╔══

Issue #1556, opened 2022-04-11
Refactor KEB to not support 1.x Kyma related steps


PK85:
**Description**

Refactor KEB to not support 1.x Kyma related steps.

**Reasons**

Those steps are obsolete and not used in the KEB provisioning flows.

**AC**

- remove obsolete 1.x steps and if needed refactor existing ones to make provisioning, deprovisioning, update and upgrade flows clean
- reduce complexity of KEB flows and code, I expected steps code will be reduced by half

szwedm:
**Additional components collection step**

To enable the setting of additional components per Kyma version and plan we need a new approach to collect them for SKR. One solution might be declarative creation of ConfigMaps and kustomize. We already have similar working functionality for collecting runtime components overrides.

The idea
Add `additional-components.yaml` to `base` folder where overrides for specific runtime version are stored ([e.g. 2.1 base](https://github.tools.sap/kyma/management-plane-config/tree/master/resources/runtimes/2.1/base)).
Additional-components.yaml should contain ConfigMaps declarations with additional components set for plans.  
Example:
```
apiVersion: v1
kind: ConfigMap
metadata:
  name: additional-component-service-manager-proxy
  namespace: kcp-system
  labels:
    component: service-manager-proxy
    add-cmp-plan-azure: "true"
    add-cmp-plan-aws: "true"
    add-cmp-plan-openstack: "true"
    add-cmp-plan-gcp: "true"
    add-cmp-plan-azure_ha: "true"
    add-cmp-plan-aws_ha: "true"
    add-cmp-plan-preview: "true"
data:
  component.name: "service-manager-proxy"
  component.namespace: "kyma-system"

---
apiVersion: v1
kind: ConfigMap
metadata:
  name: additional-component-sc-migration
  namespace: kcp-system
  labels:
    component: sc-migration
    add-cmp-plan-azure: "true"
    add-cmp-plan-aws: "true"
    add-cmp-plan-gcp: "true"
data:
  component.name: "service-manager-proxy"
  component.namespace: "kyma-system"
  component.source: "https://github.com/kyma-incubator/sc-removal/releases/download/0.5.1/sap-btp-operator-migration-v0.5.1.tgz"
```
`kustomization.yaml` contains runtime versions for which prepared ConfigMaps should be relevant ([kustomization.yaml in base folder for 2.1](https://github.tools.sap/kyma/management-plane-config/blob/master/resources/runtimes/2.1/base/kustomization.yaml)).

[...]

PR #1686, opened 2022-05-12
New additional components provider

szwedm:
**Description**

- implement new components provider,
- deprecate v1alpha1.KymaComponent.

**Related issue(s)**
See #1556


wozniakjan (approved):
/lgtm
/approve

components/kyma-environment-broker/internal/runtime/components_provider.go
```diff
@@ -0,0 +1,346 @@
...
+	yamlContents, err := p.readYaml(p.defaultAdditionalComponentsYamlPath)
+	if err != nil {
+		return nil, err
+	}
+	return p.getComponentsFromYaml(yamlContents)
+}
+
+func (p *defaultAdditionalComponentsProvider) fetchAdditionalComponentsForGivenVersionAndPlan(kymaVersion internal.RuntimeVersionData, plan string) ([]KymaComponent, error) {
+	if plan == "" {
+		return nil, nil
```
wozniakjan, line 240: nit: how about logging this case?

components/kyma-environment-broker/internal/runtime/components_provider.go
```diff
@@ -0,0 +1,346 @@
...
+		return kebError.NewTemporaryError(msg)
+	case resp.StatusCode >= http.StatusInternalServerError:
+		return kebError.NewTemporaryError(msg)
+	default:
+		return errors.New(msg)
+	}
+}
+
+func (p *defaultAdditionalComponentsProvider) AdditionalComponents(kymaVersion internal.RuntimeVersionData, plan string) ([]KymaComponent, error) {
+	if kymaVersion.MajorVersion >= 2 {
```
piotrmiskiewicz, line 208: not necessary

components/kyma-environment-broker/internal/runtime/components_provider.go
szwedm: I like the idea, however we will need to pass a logger to the component provider or place it in the input builder factory. We will need to switch component providers sometime in the future, let's try to add logger then.

components/kyma-environment-broker/internal/runtime/components_provider.go
szwedm: Let's remove that condition when we switch component providers. It doesn't interfere with the flow for Kyma 2 as it is now and in case someone tries provisioning with Kyma 1 the error will be thrown at the beginning of the process.

piotrmiskiewicz (approved):

PR #1691, opened 2022-05-13
Create deprovision package

berkanercan:
**Description**

Authentication with oauth2 and access to the already existing delete runtime endpoint has been established.


components/kyma-environment-broker/common/deprovision/client.go
```diff
@@ -0,0 +1,63 @@
...
+	log    logrus.FieldLogger
+	URL    string
+	client *http.Client
+}
+
+func NewDeprovisionClient(parameters DeprovisionParameters) *DeprovisionClient {
+	cfg := clientcredentials.Config{
+		ClientID:     parameters.ClientID,
+		ClientSecret: parameters.ClientSecret,
+		TokenURL:     parameters.TokenURL,
```
vvxxvvxx, line 28: should this tokenURL a absolute url?

vvxxvvxx: just checking:), what is the difference between clientcredentials.Config.Client and oauth2.NewClient? i saw others using oauth2.NewClient

components/kyma-environment-broker/common/deprovision/client.go
```diff
@@ -0,0 +1,63 @@
...
+	request, err := http.NewRequest("DELETE", url, nil)
+	if err != nil {
+		return errors.Wrapf(err, "while creating the HTTP Delete request for deprovisioning")
+	}
+	request.Header.Set("X-Broker-API-Version", "2.14")
+
+	response, err := c.client.Do(request)
+	if err != nil {
+		return errors.Wrapf(err, "while calling %s", request.URL.String())
+	}
```
vvxxvvxx, line 56: After http client Do(request), need to Body.Close(). could refer to https://github.com/kyma-project/control-plane/blob/1cb304ac62839e6ae4b081c6eac94723e89ffd0b/components/kyma-environment-broker/common/orchestration/client.go#L293

components/kyma-environment-broker/common/deprovision/client.go
berkanercan: I wanted to use `clientcredentials` package, because I wanted to mimic the following command https://github.tools.sap/kyma/runtime-ops/blob/0d1ebb45b4fcb54f81367a31d6edd4176ac58da4/util.sh#L47. If I can do the same with `oauth2`, it makes sense to switch to that.

berkanercan: tokenURL should be absolute URL yes. It should be provided by the kcp user in the config file ```"$HOME/.kcp/config-dev.yaml"```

╚══

* ASSIGNMENT
Recite the full listing above exactly.

* TASK RESULT
Issue #1556, opened 2022-04-11
Refactor KEB to not support 1.x Kyma related steps


PK85:
**Description**

Refactor KEB to not support 1.x Kyma related steps.

**Reasons**

Those steps are obsolete and not used in the KEB provisioning flows.

**AC**

- remove obsolete 1.x steps and if needed refactor existing ones to make provisioning, deprovisioning, update and upgrade flows clean
- reduce complexity of KEB flows and code, I expected steps code will be reduced by half

szwedm:
**Additional components collection step**

To enable the setting of additional components per Kyma version and plan we need a new approach to collect them for SKR. One solution might be declarative creation of ConfigMaps and kustomize. We already have similar working functionality for collecting runtime components overrides.

The idea
Add `additional-components.yaml` to `base` folder where overrides for specific runtime version are stored ([e.g. 2.1 base](https://github.tools.sap/kyma/management-plane-config/tree/master/resources/runtimes/2.1/base)).
Additional-components.yaml should contain ConfigMaps declarations with additional components set for plans.  
Example:
```
apiVersion: v1
kind: ConfigMap
metadata:
  name: additional-component-service-manager-proxy
  namespace: kcp-system
  labels:
    component: service-manager-proxy
    add-cmp-plan-azure: "true"
    add-cmp-plan-aws: "true"
    add-cmp-plan-openstack: "true"
    add-cmp-plan-gcp: "true"
    add-cmp-plan-azure_ha: "true"
    add-cmp-plan-aws_ha: "true"
    add-cmp-plan-preview: "true"
data:
  component.name: "service-manager-proxy"
  component.namespace: "kyma-system"

---
apiVersion: v1
kind: ConfigMap
metadata:
  name: additional-component-sc-migration
  namespace: kcp-system
  labels:
    component: sc-migration
    add-cmp-plan-azure: "true"
    add-cmp-plan-aws: "true"
    add-cmp-plan-gcp: "true"
data:
  component.name: "service-manager-proxy"
  component.namespace: "kyma-system"
  component.source: "https://github.com/kyma-incubator/sc-removal/releases/download/0.5.1/sap-btp-operator-migration-v0.5.1.tgz"
```
`kustomization.yaml` contains runtime versions for which prepared ConfigMaps should be relevant ([kustomization.yaml in base folder for 2.1](https://github.tools.sap/kyma/management-plane-config/blob/master/resources/runtimes/2.1/base/kustomization.yaml)).

[...]

PR #1686, opened 2022-05-12
New additional components provider

szwedm:
**Description**

- implement new components provider,
- deprecate v1alpha1.KymaComponent.

**Related issue(s)**
See #1556


wozniakjan (approved):
/lgtm
/approve

components/kyma-environment-broker/internal/runtime/components_provider.go
```diff
@@ -0,0 +1,346 @@
...
+	yamlContents, err := p.readYaml(p.defaultAdditionalComponentsYamlPath)
+	if err != nil {
+		return nil, err
+	}
+	return p.getComponentsFromYaml(yamlContents)
+}
+
+func (p *defaultAdditionalComponentsProvider) fetchAdditionalComponentsForGivenVersionAndPlan(kymaVersion internal.RuntimeVersionData, plan string) ([]KymaComponent, error) {
+	if plan == "" {
+		return nil, nil
```
wozniakjan, line 240: nit: how about logging this case?

components/kyma-environment-broker/internal/runtime/components_provider.go
```diff
@@ -0,0 +1,346 @@
...
+		return kebError.NewTemporaryError(msg)
+	case resp.StatusCode >= http.StatusInternalServerError:
+		return kebError.NewTemporaryError(msg)
+	default:
+		return errors.New(msg)
+	}
+}
+
+func (p *defaultAdditionalComponentsProvider) AdditionalComponents(kymaVersion internal.RuntimeVersionData, plan string) ([]KymaComponent, error) {
+	if kymaVersion.MajorVersion >= 2 {
```
piotrmiskiewicz, line 208: not necessary

components/kyma-environment-broker/internal/runtime/components_provider.go
szwedm: I like the idea, however we will need to pass a logger to the component provider or place it in the input builder factory. We will need to switch component providers sometime in the future, let's try to add logger then.

components/kyma-environment-broker/internal/runtime/components_provider.go
szwedm: Let's remove that condition when we switch component providers. It doesn't interfere with the flow for Kyma 2 as it is now and in case someone tries provisioning with Kyma 1 the error will be thrown at the beginning of the process.

piotrmiskiewicz (approved):

PR #1691, opened 2022-05-13
Create deprovision package

berkanercan:
**Description**

Authentication with oauth2 and access to the already existing delete runtime endpoint has been established.


components/kyma-environment-broker/common/deprovision/client.go
```diff
@@ -0,0 +1,63 @@
...
+	log    logrus.FieldLogger
+	URL    string
+	client *http.Client
+}
+
+func NewDeprovisionClient(parameters DeprovisionParameters) *DeprovisionClient {
+	cfg := clientcredentials.Config{
+		ClientID:     parameters.ClientID,
+		ClientSecret: parameters.ClientSecret,
+		TokenURL:     parameters.TokenURL,
```
vvxxvvxx, line 28: should this tokenURL a absolute url?

vvxxvvxx: just checking:), what is the difference between clientcredentials.Config.Client and oauth2.NewClient? i saw others using oauth2.NewClient

components/kyma-environment-broker/common/deprovision/client.go
```diff
@@ -0,0 +1,63 @@
...
+	request, err := http.NewRequest("DELETE", url, nil)
+	if err != nil {
+		return errors.Wrapf(err, "while creating the HTTP Delete request for deprovisioning")
+	}
+	request.Header.Set("X-Broker-API-Version", "2.14")
+
+	response, err := c.client.Do(request)
+	if err != nil {
+		return errors.Wrapf(err, "while calling %s", request.URL.String())
+	}
```
vvxxvvxx, line 56: After http client Do(request), need to Body.Close(). could refer to https://github.com/kyma-project/control-plane/blob/1cb304ac62839e6ae4b081c6eac94723e89ffd0b/components/kyma-environment-broker/common/orchestration/client.go#L293

components/kyma-environment-broker/common/deprovision/client.go
berkanercan: I wanted to use `clientcredentials` package, because I wanted to mimic the following command https://github.tools.sap/kyma/runtime-ops/blob/0d1ebb45b4fcb54f81367a31d6edd4176ac58da4/util.sh#L47. If I can do the same with `oauth2`, it makes sense to switch to that.

berkanercan: tokenURL should be absolute URL yes. It should be provided by the kcp user in the config file ```"$HOME/.kcp/config-dev.yaml"```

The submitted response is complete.